Species of gastropod

Pyrgocythara hemphilli is a species of sea snail, a marine gastropod mollusk in the family Mangeliidae.

==Description==
The length of the shell attains 8 mm.

The small, glistening, acute shell is brownish, with the projecting sculpture paler. The protoconch is dark brown, glassy, and rather irregularly coiled. It contains one smooth whorl followed by a peripherally keeled turn and about eight subsequent whorls. The suture is distinct, appressed, with a nodulose band in front of it where the ends of the ribs are cut off by a very narrow fasciolar constriction. The spiral sculpture consists of a few incised lines cutting only the interspaces between the ribs, on the spire. On the body whorl there are six or seven of these lines, with much wider interspaces, followed by three strong cords close-set on the siphonal canal. The axial sculpture consists of (on the body whorl about 13) protractively oblique whitish narrow ribs extending from the fasciole to the cords of the siphonal canal, with subequal interspaces and not continuous up the spire.

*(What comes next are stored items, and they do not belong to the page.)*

PR #4379, opened 2026-01-23
fix: Avoid fatal on invalid container filters in auth

Mirza-Samad-Ahmed-Baig:
Prevents Dozzle from terminating when invalid container filters are supplied via forward-proxy headers or JWT claims.

Returns 400 Bad Request for invalid forward-proxy filters and treats invalid JWT filters as unauthenticated.


amir20:
Makes sense. I am working on v10 right now though. So I'll merge this in master and figure out how to release later.

PR #4382, opened 2026-01-24
fix: use io.Copy for exec TTY output instead of stdcopy

robertbreker:
Without TTY, Docker multiplexes stdout/stderr by prefixing each chunk with an 8-byte header (stream type + length). stdcopy.StdCopy parses these headers.

With TTY enabled, output is raw terminal data with no headers. stdcopy.StdCopy misinterprets the first bytes as a header, reads a bogus length, and blocks forever waiting for bytes that never arrive.

Exec always uses TTY mode, so io.Copy is correct (as Attach already does when c.Tty is true).

### DIFF
--- a/internal/support/docker/docker_service.go
+++ b/internal/support/docker/docker_service.go
@@ -208,7 +208,8 @@ func (d *DockerClientService) Exec(ctx context.Context, c container.Container, c
 	})
 
 	wg.Go(func() {
-		if _, err := stdcopy.StdCopy(stdout, stdout, session.Reader); err != nil {
+		// TTY mode outputs raw bytes without Docker's multiplexing headers.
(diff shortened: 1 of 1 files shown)


amir20:
Have you tested master? It has changed a lot since `v9.0.2`? I am currently in the process of adding a lot of features. 

I have never noticed exec not working.

rbreker-godaddy:
Hi Amir,

Yes - this problem reproduced on master for me.

I initially wondered if this was Podman-specific -
However, Attach() already correctly checks c.Tty and uses io.Copy for TTY mode. Exec() was just missing the same handling.

amir20:
Ok as long as you tested in `master` then I am 👍. I have made so many changes in master that I was worried it might be outdated.  I am currently working on a big feature for notifications. Will merge this. But won't release for a couple weeks.

PR #4383, opened 2026-01-24
fix: detect agent stream errors and reconnect

robertbreker:
Agents did not reconnect after restart, regardless of method used (podman restart, or podman stop/start). Streams broke but the connection appeared healthy, so no reconnection was triggered.

Adds Healthy() to ClientService interface. Agent sets healthy=false when any stream (stats, events, containers) fails. RetryAndList() checks health and reconnects unhealthy agents.

### DIFF
--- a/internal/agent/client_test.go
+++ b/internal/agent/client_test.go
@@ -89,6 +89,10 @@ func (m *MockedClientService) Exec(ctx context.Context, c container.Container, c
 	return args.Error(0)
 }
 
+func (m *MockedClientService) Healthy() bool {
+	return true
+}
+
 var wantedContainer = container.Container{}
 
 func init() {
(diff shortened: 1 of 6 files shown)


amir20:
Doesn't gRPC automatically reconnect? It's not instant but it does eventually.

rbreker-godaddy:
Based on my testing, gRPC may reconnect the underlying HTTP/2 connection, but not the streaming RPCs themselves.
When the agent blips, stream.Recv() returns an error and the stream is done. The StreamStats, StreamEvents goroutines exit with an error.

amir20:
Ok I reviewed this one. Something doesn't make sense. The stats stream is for per browser session. when `request.Context()` ends, it actually gets disconnected. 

I think something else is going on here. 

I think it needs a little more testing.

robertbreker:
Going to close this one out - traced it back to a different root cause.
Rootless Podman wasn't providing a stable host ID, and no amount of engine-id configuration would fix it.
Works fine on rootless Docker.
Amir - sorry for the false alarm, and appreciate you looking at it!

Issue #4390, opened 2026-01-27
change hardcoded downloaded zip log file name


FrancYescO:
### Describe the feature you would like to see

change
`filename=container-logs-%s.zip`
to
`filename=<containername>-logs-%s.zip`

and maybe 
`filename=<stackname>-logs-%s.zip`

if downloading the aggregate

amir20:
I like it! Not sure I'll get to it any time soon.

aatif101:
Hi, I'd like to work on this feature!

Currently:
The download filename is hardcoded as `container-logs-<timestamp>.zip` regardless of what's being downloaded [[download.go: line:114](https://github.com/amir20/dozzle/blob/master/internal/web/download.go#L114)]

Proposed implementation:

**Single container download:** Use `<container-name>-logs-<timestamp>.zip`

The container name is already accessible through `containerService.Container.Name`, so this is basically just swapping out the hardcoded prefix with the actual container name.

**For multi-container downloads where all containers belong to the same stack/project, we can generate:** `<stack-name>-logs-<timestamp>.zip`

For stack detection, we can extract labels from each container and resolve the stack name using the same priority order used on the frontend, so behavior stays consistent across UI and backend:

1. `dev.dozzle.group`
2. `coolify.projectName`
3. `com.docker.stack.namespace`
4. `com.docker.compose.project`

The idea here is:

* Collect candidate stack names from all selected containers
* If they all resolve to the same value -> use that as the filename prefix
* If they differ or don't exist -> treat it as a mixed selection

**For mixed containers (no shared stack / inconsistent labels), we fall back to:** `merged-logs-<timestamp>.zip`

**Sanitize filenames to replace any invalid characters (like / or :) with underscores**

The container info is already collected before setting the header, so this is mostly about determining the appropriate name based on the number of containers and their shared labels.

Let me know if this approach sounds good. I can implement this unless there's an objection.

amir20:
1. Container name makes sense
2. It's hard to come up with a good name for multiple containers. The problem is that it can be based on many filters and each one having their own set of containers. So two ideas: 
a. The front end can suggest a name because a the time of downloading the UI knows the state 
b. Just say `<x>-containers-logs-<timestampe>.zip`

aatif101:
That's a good point, I hadn't thought about all the different filter contexts that could trigger a download.

[...]

PR #4422, opened 2026-02-09
feat(download): generate dynamic filenames for log downloads

aatif101:
Addresses #4390

### What changed
Dozzle currently downloads log archives with a generic `container-logs-<timestamp>.zip` filename.

This PR generates context-aware filenames:
- **Single container**: `<container-name>-logs-<timestamp>.zip`
- **Multiple containers**: `<count>-containers-logs-<timestamp>.zip`

### Example
- `test-container-logs-2026-02-09T15-05-50`

### Notes
The UI can have many filter contexts (stack/service/merged view). This PR keeps backend naming simple for multi-container downloads by using container count.

### Testing
- Download logs for a single container  -> filename uses container name
- Download logs for multiple containers -> filename uses container count

### DIFF
--- a/internal/web/download.go
+++ b/internal/web/download.go
@@ -17,6 +17,15 @@ import (
 	"github.com/rs/zerolog/log"
 )
 
+// sanitizeFilename replaces characters that are invalid in filenames
+func sanitizeFilename(name string) string {
+	replacer := strings.NewReplacer(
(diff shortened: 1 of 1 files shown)


amir20:
This looks fine. But I think it can be better to make it nicer. So I'll review it again and see if I can improve it.

amir20:
See https://github.com/amir20/dozzle/pull/4428

PR #4429, opened 2026-02-11
fix!: Removes the sha256 support. Dozzle now does a fatal exit

amir20:


jonocairns:
@amir20 - how should we navigate this change if we have previously set up a user with the old hash?

amir20:
Just regenerate using the generate command.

The silky incremental lines are evident. The aperture is narrow. The anal sulcus is deep and rounded, with a strong subsutural callus. The outer lip is sharp-edged, with a feeble varix and a brown spot behind it. The inner lip and the columella show a thick coat of white enamel, the throat not lirate. The siphonal canal is constricted, very short, deep, and slightly recurved.

==Distribution==
P. hemphilli can be found in Caribbean waters, ranging from the western coast of Florida to the Bahamas.